I guess it may be caused by the config file... How to change the T4x8 config file to T4x1? I tried to change the "gpu_offline_expected_qps" in config.json but it didn't work.

GaryYuyjl avatar Dec 25 '19 13:12 GaryYuyjl

Please find the solution here: https://github.com/mlperf/inference_results_v0.5/issues/7#issuecomment-561804070

This is caused by the CUDA-10.2 release, which TRT6 does not support.

nvpohanh avatar Dec 26 '19 05:12 nvpohanh

Still the same problem. CUDA version is 10.1. I also tried https://github.com/mlperf/inference_results_v0.5/issues/7#issuecomment-559206390 ,but it didn't work.

GaryYuyjl avatar Dec 31 '19 05:12 GaryYuyjl

@GaryYuyjl Could you make sure you re-build the docker image after making that change?

To verify if the change takes effect, please run ls /usr/lib/x86_64-linux-gnu/libcublas* in container to check cuBLAS version. The correct one should be libcublas.so.10.2.1.243, whereas the original codes will install libcublas.so.10.2.2.88, which is too new for TRT6.

nvpohanh avatar Dec 31 '19 07:12 nvpohanh

Thank you. I forgot to run make build_docker.

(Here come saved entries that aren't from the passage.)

PR #33, opened 2026-08-19
fix(retrieval): run the reranker on CPU under CoreML

### LINKED ISSUE #41: CoreML backend: reranker fails at inference and searches silently return unreranked results
## Summary

On an `onnx-jina-coreml` backend the local reranker fails at inference. Searches do not error: they log a warning and return unreranked results, so the CoreML backend silently loses cross-encoder ranking while still exiting 0.

## Reproduction

Backend `onnx-jina-coreml`, any index.

```
$ vera doctor --probe
  ok    probe-provider-registration registered coreml
  ok    probe-embedding-session embedding session created
  ok    probe-reranker-session reranker session created
  fail  probe-tiny-inference reranker probe failed: Non-zero status code returned while running
        11619352191107991357_CoreML_11619352191107991357_3 node.
        Name:'CoreMLExecutionProvider_11619352191107991357_CoreML_11619352191107991357_3_3'
        Status Message: Error executing model: Unable to compute the prediction using a neural
        network model. It can be an invalid input data or broken/unsupported model (error code: -1).
  skip  probe-provider-confirmation skipped because the tiny inference probe did not succeed
```

Deterministic across repeated runs.

The same failure reaches real searches:

```
$ vera --timing search "cross-encoder reranking of search candidates" --limit 3
WARN vera_core::retrieval::hybrid: reranker unavailable, returning unreranked results
  error=reranker API error (status 500): Non-zero status code returned while running
  ...CoreMLExecutionProvider_..._3_3 ... (error code: -1)
Warning: reranker unavailable (...), returning unreranked results.
[timing] reranking: 166ms
```

Results are returned in fusion order. Exit code 0.

## Root cause

`build_session` in `crates/vera-core/src/retrieval/local_reranker.rs` registers `CoreMLExecutionProvider` whenever the backend is CoreML.

#25 established that no prebuilt reranker export runs on the CoreML GPU and moved every backend onto the quantized INT8 export. The premise recorded with that change is that the CoreML EP can execute none of those ops, so ONNX Runtime partitions zero nodes and falls back to CPU on its own. `vera doctor`'s `probe-reranker-coreml-cpu` warning and the `docs/troubleshooting.md` entry were both written on that basis.

The premise does not hold. The failing node name carries a `CoreMLExecutionProvider_` prefix and a subgraph index, so ORT did assign a fused subgraph to CoreML. Partitioning and CoreML model compilation both succeed, which is why `probe-reranker-session` passes; only the prediction fails.

The existing CPU retry in `LocalReranker::new_with_ep` cannot catch this, because it wraps session construction only and construction succeeds. Inference then runs with no fallback behind it.

Not an ORT version drift: `ORT_VERSION` is `1.24.4` at v0.12.13, at #25's merge commit, and at v1.0.0.

## Impact

Cross-encoder reranking is what lifts MRR@10 from 0.28 to 0.60 in the project's own benchmark table, so this removes most of the ranking advantage over plain hybrid retrieval on Apple Silicon. Because it degrades silently rather than failing, an affected user has no reason to suspect it.

## Environment

Apple M4, macOS 26.6.1, ONNX Runtime 1.24.4, vera 1.0.0 (aarch64-apple-darwin), backend `onnx-jina-coreml`, reranker asset `onnx/model_quantized.onnx`.

## Fix

PR #33 selects the CPU provider for the reranker up front, making the behaviour that `probe-reranker-coreml-cpu` and the troubleshooting docs already describe actually true.

citron07r:
Closes #41.

## Problem

On an `onnx-jina-coreml` backend the reranker fails at inference:

```
Non-zero status code returned while running 11619352191107991357_CoreML_11619352191107991357_3 node.
Name:'CoreMLExecutionProvider_11619352191107991357_CoreML_11619352191107991357_3_3'
Status Message: Error executing model: Unable to compute the prediction using a neural network
model. It can be an invalid input data or broken/unsupported model (error code: -1).
```

`vera doctor --probe` surfaces it as a `probe-tiny-inference` failure, with `probe-reranker-session` still green. Reproduced deterministically on three consecutive runs.

The user-visible effect is worse than the probe suggests. Searches do not fail. They log

```
reranker unavailable, returning unreranked results
```

and return fusion order, so the CoreML backend silently loses cross-encoder ranking while the command still exits 0.

## Root cause

`build_session` in `local_reranker.rs` registered `CoreMLExecutionProvider` whenever the backend was CoreML.

#25 established that no prebuilt reranker export runs on the CoreML GPU and moved every backend onto the quantized INT8 export. The premise recorded alongside that change is that the CoreML EP can execute none of those ops, so ORT partitions zero nodes and falls back to CPU on its own, and `vera doctor`'s `probe-reranker-coreml-cpu` warning was added on that basis.

That premise does not hold here. The failing node name carries a `CoreMLExecutionProvider_` prefix and a subgraph index, so ORT did assign a fused subgraph to CoreML. Partitioning and CoreML model compilation both succeed, which is why `probe-reranker-session` passes; only the prediction fails.

The existing CPU retry cannot catch this. It wraps session construction only, and construction succeeds, so inference runs with no fallback behind it.

This is not an ORT version drift: `ORT_VERSION` is `1.24.4` at v0.12.13, at #25's merge commit, and at v1.0.0.

## Fix

Select the CPU provider for the reranker up front, through a small mapping function placed next to `RERANKER_ONNX_FILE` where the reranker-asset reasoning already lives. This makes the behaviour that `probe-reranker-coreml-cpu` and `docs/troubleshooting.md` already describe actually true.

Embedding still registers CoreML. Only the reranker moves to CPU, which is what the quantized INT8 export is already chosen for.

The mapping is a pure function, so the regression is unit testable without ONNX Runtime or model assets. The pre-existing `test_local_reranker` could not have caught this: it pins `OnnxExecutionProvider::Cpu` and early-returns when ORT is unavailable.

`docs/troubleshooting.md` is corrected to stop asserting that ORT falls back on its own.

## Verification

Apple M4, macOS 26.6.1, ONNX Runtime 1.24.4, backend `onnx-jina-coreml`, index of this repository (375 files, 4790 chunks). Same index and query for both runs.

| | released v1.0.0 | this branch |
|---|---|---|
| `probe-tiny-inference` | fail | ok |
| `probe-provider-confirmation` | skipped | ok |
| search | `reranker unavailable, returning unreranked results` | reranks normally |
| `[timing] reranking` | 166ms (failure path) | 6418ms |

`cargo fmt --check` clean. `cargo clippy -p vera-core --lib` introduces no new warnings; the 5 reported are pre-existing (`pip_package_for_ep`, `CUDA_RUNTIME_LIBRARY_PREFIXES`, `parse_cuda_major_from_runtime_library_entry`, an unused import, an unused variable). New test and the `local_models` suite pass.

## Note

Unrelated to this change and present on both binaries against the same index: `vector search failed, falling back to BM25-only results` with `storage error: vector search failed`. Not addressed here.

---
<a href="https://app.blacksmith.sh/VeraTools/codesmith/Vera/pr/33"><picture><source media="(prefers-color-scheme: dark)" srcset="https://pr-comments-assets.blacksmith.sh/codesmith/view-with-codesmith-dark-v2.svg"><source media="(prefers-color-scheme: light)" srcset="https://pr-comments-assets.blacksmith.sh/codesmith/view-with-codesmith-light-v2.svg">View with [code]smith</picture></a> <a href="https://backend.blacksmith.sh/track/enable-autofix?expires=1789714830&installation_model_id=432833&pr_number=33&repository=VeraTools%2FVera&return_to=https%3A%2F%2Fgithub.com%2FVeraTools%2FVera%2Fpull%2F33&signature=db0cf35420a3073a7759fdd432e92ff2db221aee18df23c5ffdaae9046043656"><picture><source media="(prefers-color-scheme: dark)" srcset="https://pr-comments-assets.blacksmith.sh/codesmith/autofix-with-codesmith-dark.svg"><source media="(prefers-color-scheme: light)" srcset="https://pr-comments-assets.blacksmith.sh/codesmith/autofix-with-codesmith-light.svg">Autofix with [code]smith</picture></a>

## Summary by CodeRabbit

* **Bug Fixes**
  * Improved reranker reliability on Apple Silicon by explicitly using CPU execution when CoreML is selected.
  * Added diagnostics for cases where CoreML accepts part of the workload but fails during inference.

* **Documentation**
  * Updated troubleshooting guidance to explain CoreML reranker behavior and the resulting diagnostic warning.


lemon07r:
@coderabbitai review

@cubic-dev-ai review

lemon07r:
Follow-up commit 9b743a2 pushed: the two stale comments (local_models/mod.rs near RERANKER_ONNX_FILE, doctor.rs probe-reranker-coreml-cpu) now describe the explicit CPU pinning via reranker_execution_provider instead of claiming ORT silently falls back on its own.

lemon07r:
@coderabbitai review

But I found another problem after I reran it:

$ docker exec mlperf-inference-ubuntu bash -c 'make generate_engines RUN_ARGS="--benchmarks=resnet --test_mode=PerformanceOnly --scenarios=Offline --config=/work/measurements/T4x8/resnet/Offline/config.json"'
Traceback (most recent call last):
  File "/usr/lib/python3.6/multiprocessing/process.py", line 258, in _bootstrap
    self.run()
  File "/usr/lib/python3.6/multiprocessing/process.py", line 93, in run
    self._target(*self._args, **self._kwargs)
  File "/work/code/main.py", line 101, in handle_generate_engine
    b = get_benchmark(benchmark_name, config)
  File "/work/code/main.py", line 33, in get_benchmark
    ResNet50 = import_module("code.resnet.tensorrt.ResNet50").ResNet50
  File "/usr/lib/python3.6/importlib/__init__.py", line 126, in import_module
    return _bootstrap._gcd_import(name[level:], package, level)
  File "<frozen importlib._bootstrap>", line 994, in _gcd_import
  File "<frozen importlib._bootstrap>", line 971, in _find_and_load
  File "<frozen importlib._bootstrap>", line 955, in _find_and_load_unlocked
  File "<frozen importlib._bootstrap>", line 665, in _load_unlocked
  File "<frozen importlib._bootstrap_external>", line 678, in exec_module
  File "<frozen importlib._bootstrap>", line 219, in _call_with_frames_removed
  File "/work/code/resnet/tensorrt/ResNet50.py", line 23, in <module>
    RN50Calibrator = import_module("code.resnet.tensorrt.calibrator").RN50Calibrator
  File "/usr/lib/python3.6/importlib/__init__.py", line 126, in import_module
    return _bootstrap._gcd_import(name[level:], package, level)
  File "<frozen importlib._bootstrap>", line 994, in _gcd_import
  File "<frozen importlib._bootstrap>", line 971, in _find_and_load
  File "<frozen importlib._bootstrap>", line 955, in _find_and_load_unlocked
  File "<frozen importlib._bootstrap>", line 665, in _load_unlocked
  File "<frozen importlib._bootstrap_external>", line 678, in exec_module
  File "<frozen importlib._bootstrap>", line 219, in _call_with_frames_removed
  File "/work/code/resnet/tensorrt/calibrator.py", line 19, in <module>
    import pycuda.driver as cuda
  File "/usr/local/lib/python3.6/dist-packages/pycuda/driver.py", line 5, in <module>
    from pycuda._driver import *  # noqa
ImportError: libcuda.so.1: cannot open shared object file: No such file or directory

GaryYuyjl avatar Jan 01 '20 06:01 GaryYuyjl

@GaryYuyjl Please make sure that you have https://github.com/NVIDIA/nvidia-docker properly installed. Please run with docker run --gpus=all ... (or nvidia-docker run ... if you installed nvidia-docker2 package) so that the docker container can "see" the GPUs.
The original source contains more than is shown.